PR #8824, opened 2020-05-23
Add option to disallow SD card writes

Techjar:
This is mainly useful when you have an SD card which you use for NetPlay and you don't want it accidentally written to when playing outside of NetPlay, as that results in a desync the next time it's used in NetPlay if you don't share your exact SD card with other players.

It's also fair to say that this kind of implements a hardware feature, as physical SD cards have a write lock switch. Although, this doesn't implement the actual IOS functionality that causes the write protection error message in Wii software. (Is this even a thing? Or does simply failing writes produce this behavior?)


Ebola16:
Implements https://bugs.dolphin-emu.org/issues/8965

Can you add a log entry on emulation start if this setting is disabled? I can foresee users disabling this setting for NetPlay and forgetting about it in the future.

Techjar:
Not sure of the appropriate place to put such a log call.

Ebola16:
Maybe after calling `BootManager::BootCore`?

Techjar:
There, that seems like a good place for it.

JMC47:
This has been tested by people within the Brawl modding community and does what is needed.

PR #8827, opened 2020-05-24
FramebufferManager: Fix invalid readback of EFB D24S8 depth

stenzek:
Fixes assertion tripping when saving state on Adreno.

Should fix https://bugs.dolphin-emu.org/issues/12040 but I don't have easy access to an Adreno device to check.


svenkonings:
I've tested this on my device (Snapdragon 835) and this fixes the issue.

Miksel12:
This PR introduced some issues(https://bugs.dolphin-emu.org/issues/12265), removing `!force_r32f` fixes it but I guess that breaks readback of EFB D24S8. So I think the logic behind this is incorrect.

PR #8829, opened 2020-05-24
Core: Use window instead of surface for ControllerInterface updates

stenzek:
Fixes crashes with Vulkan on macOS. Regression from #8795.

◆ ◆ ◆ ◆ ◆

Word for word, write out all the lines shown above.

PR #8824, opened 2020-05-23
Add option to disallow SD card writes

Techjar:
This is mainly useful when you have an SD card which you use for NetPlay and you don't want it accidentally written to when playing outside of NetPlay, as that results in a desync the next time it's used in NetPlay if you don't share your exact SD card with other players.

It's also fair to say that this kind of implements a hardware feature, as physical SD cards have a write lock switch. Although, this doesn't implement the actual IOS functionality that causes the write protection error message in Wii software. (Is this even a thing? Or does simply failing writes produce this behavior?)


Ebola16:
Implements https://bugs.dolphin-emu.org/issues/8965

Can you add a log entry on emulation start if this setting is disabled? I can foresee users disabling this setting for NetPlay and forgetting about it in the future.

Techjar:
Not sure of the appropriate place to put such a log call.

Ebola16:
Maybe after calling `BootManager::BootCore`?

Techjar:
There, that seems like a good place for it.

JMC47:
This has been tested by people within the Brawl modding community and does what is needed.

PR #8827, opened 2020-05-24
FramebufferManager: Fix invalid readback of EFB D24S8 depth

stenzek:
Fixes assertion tripping when saving state on Adreno.

Should fix https://bugs.dolphin-emu.org/issues/12040 but I don't have easy access to an Adreno device to check.


svenkonings:
I've tested this on my device (Snapdragon 835) and this fixes the issue.

Miksel12:
This PR introduced some issues(https://bugs.dolphin-emu.org/issues/12265), removing `!force_r32f` fixes it but I guess that breaks readback of EFB D24S8. So I think the logic behind this is incorrect.

PR #8829, opened 2020-05-24
Core: Use window instead of surface for ControllerInterface updates

stenzek:
Fixes crashes with Vulkan on macOS. Regression from #8795.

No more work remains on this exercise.